Your result should be every line of the records below that contains the word "Make".

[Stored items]
((

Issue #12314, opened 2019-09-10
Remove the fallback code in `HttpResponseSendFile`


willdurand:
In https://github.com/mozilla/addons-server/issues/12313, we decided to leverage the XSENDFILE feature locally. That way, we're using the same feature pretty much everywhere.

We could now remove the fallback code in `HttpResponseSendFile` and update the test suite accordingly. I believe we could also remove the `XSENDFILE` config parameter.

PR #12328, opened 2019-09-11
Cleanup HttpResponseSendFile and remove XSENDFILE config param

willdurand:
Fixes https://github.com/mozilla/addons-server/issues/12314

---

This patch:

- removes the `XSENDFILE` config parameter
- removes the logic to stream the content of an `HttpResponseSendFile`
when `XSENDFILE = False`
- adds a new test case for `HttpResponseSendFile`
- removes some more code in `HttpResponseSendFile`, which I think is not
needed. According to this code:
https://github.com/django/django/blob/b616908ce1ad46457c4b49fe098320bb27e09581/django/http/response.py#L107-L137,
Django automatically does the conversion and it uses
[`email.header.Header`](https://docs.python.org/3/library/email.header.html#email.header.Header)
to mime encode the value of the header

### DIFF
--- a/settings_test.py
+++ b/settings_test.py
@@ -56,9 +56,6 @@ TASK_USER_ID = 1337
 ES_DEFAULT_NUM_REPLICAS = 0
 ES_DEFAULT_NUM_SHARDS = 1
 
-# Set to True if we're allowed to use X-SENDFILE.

))
((

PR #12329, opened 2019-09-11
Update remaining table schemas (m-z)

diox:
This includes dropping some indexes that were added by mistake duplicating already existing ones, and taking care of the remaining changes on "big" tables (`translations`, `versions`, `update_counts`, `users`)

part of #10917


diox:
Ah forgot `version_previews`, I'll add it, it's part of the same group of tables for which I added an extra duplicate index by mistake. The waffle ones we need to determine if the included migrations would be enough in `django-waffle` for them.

))
((

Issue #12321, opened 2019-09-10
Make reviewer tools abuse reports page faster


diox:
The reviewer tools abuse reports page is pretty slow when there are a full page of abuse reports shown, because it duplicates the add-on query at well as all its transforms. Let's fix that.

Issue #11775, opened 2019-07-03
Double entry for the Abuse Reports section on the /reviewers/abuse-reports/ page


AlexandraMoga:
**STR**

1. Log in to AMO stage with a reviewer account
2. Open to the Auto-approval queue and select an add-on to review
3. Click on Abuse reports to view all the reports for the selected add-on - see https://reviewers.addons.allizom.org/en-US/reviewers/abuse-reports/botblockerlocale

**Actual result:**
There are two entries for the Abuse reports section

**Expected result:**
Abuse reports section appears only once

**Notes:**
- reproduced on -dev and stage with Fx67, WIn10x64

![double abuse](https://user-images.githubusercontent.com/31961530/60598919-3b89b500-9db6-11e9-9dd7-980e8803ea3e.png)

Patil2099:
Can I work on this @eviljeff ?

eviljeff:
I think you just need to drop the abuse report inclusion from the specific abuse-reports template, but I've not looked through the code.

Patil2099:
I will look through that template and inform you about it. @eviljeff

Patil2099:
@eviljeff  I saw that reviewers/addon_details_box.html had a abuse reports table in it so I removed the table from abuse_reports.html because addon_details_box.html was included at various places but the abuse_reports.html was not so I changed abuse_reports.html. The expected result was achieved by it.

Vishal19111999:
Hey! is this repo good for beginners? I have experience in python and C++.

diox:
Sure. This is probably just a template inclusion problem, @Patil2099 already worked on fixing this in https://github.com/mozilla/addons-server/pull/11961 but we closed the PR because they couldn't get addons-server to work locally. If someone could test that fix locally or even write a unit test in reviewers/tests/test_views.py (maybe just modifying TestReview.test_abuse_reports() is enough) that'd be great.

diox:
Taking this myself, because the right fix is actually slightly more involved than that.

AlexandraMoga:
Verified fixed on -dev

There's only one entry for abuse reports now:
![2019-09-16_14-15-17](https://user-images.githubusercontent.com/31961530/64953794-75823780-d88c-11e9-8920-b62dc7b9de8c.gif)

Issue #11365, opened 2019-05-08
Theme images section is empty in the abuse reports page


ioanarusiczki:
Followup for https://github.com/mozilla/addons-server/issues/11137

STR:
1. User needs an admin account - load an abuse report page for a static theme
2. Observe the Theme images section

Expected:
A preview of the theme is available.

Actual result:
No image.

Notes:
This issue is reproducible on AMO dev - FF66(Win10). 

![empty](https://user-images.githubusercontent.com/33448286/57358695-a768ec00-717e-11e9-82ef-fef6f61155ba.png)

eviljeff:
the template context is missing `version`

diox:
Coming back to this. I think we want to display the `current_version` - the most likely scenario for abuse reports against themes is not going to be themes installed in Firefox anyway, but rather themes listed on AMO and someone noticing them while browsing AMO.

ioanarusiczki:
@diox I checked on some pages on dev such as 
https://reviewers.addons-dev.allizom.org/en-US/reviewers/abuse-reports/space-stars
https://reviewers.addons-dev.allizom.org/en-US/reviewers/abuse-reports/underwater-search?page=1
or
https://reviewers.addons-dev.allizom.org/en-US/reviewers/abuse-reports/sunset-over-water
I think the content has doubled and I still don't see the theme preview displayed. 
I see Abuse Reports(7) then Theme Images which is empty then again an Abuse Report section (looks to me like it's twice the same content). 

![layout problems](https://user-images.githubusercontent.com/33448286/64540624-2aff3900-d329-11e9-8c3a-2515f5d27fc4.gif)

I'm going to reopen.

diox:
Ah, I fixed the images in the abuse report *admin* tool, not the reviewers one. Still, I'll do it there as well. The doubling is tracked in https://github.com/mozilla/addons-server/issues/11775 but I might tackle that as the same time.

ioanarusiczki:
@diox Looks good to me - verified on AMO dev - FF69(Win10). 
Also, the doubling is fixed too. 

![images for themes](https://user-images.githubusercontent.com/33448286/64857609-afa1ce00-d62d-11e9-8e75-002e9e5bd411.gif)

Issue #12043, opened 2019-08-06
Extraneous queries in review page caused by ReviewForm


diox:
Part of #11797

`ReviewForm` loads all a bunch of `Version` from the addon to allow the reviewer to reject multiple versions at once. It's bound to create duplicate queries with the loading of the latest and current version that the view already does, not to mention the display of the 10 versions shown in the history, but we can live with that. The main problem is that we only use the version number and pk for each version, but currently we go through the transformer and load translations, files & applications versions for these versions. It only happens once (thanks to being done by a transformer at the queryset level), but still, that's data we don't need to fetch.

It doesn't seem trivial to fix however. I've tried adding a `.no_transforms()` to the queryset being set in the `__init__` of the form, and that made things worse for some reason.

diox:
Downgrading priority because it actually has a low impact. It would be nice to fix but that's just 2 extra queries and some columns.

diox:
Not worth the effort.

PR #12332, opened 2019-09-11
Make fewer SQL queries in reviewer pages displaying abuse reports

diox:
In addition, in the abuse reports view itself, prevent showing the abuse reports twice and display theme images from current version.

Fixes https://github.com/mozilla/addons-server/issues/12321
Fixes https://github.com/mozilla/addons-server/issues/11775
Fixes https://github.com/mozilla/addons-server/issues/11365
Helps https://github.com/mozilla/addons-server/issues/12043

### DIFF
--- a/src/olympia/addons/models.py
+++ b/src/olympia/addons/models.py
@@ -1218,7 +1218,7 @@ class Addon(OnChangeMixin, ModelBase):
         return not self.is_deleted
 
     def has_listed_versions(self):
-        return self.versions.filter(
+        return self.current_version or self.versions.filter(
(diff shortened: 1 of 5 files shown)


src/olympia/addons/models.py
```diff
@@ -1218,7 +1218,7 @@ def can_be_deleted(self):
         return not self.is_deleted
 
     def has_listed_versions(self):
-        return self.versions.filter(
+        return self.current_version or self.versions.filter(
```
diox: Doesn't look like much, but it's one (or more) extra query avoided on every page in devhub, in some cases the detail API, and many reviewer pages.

))

Worked solution:
Make reviewer tools abuse reports page faster
Make fewer SQL queries in reviewer pages displaying abuse reports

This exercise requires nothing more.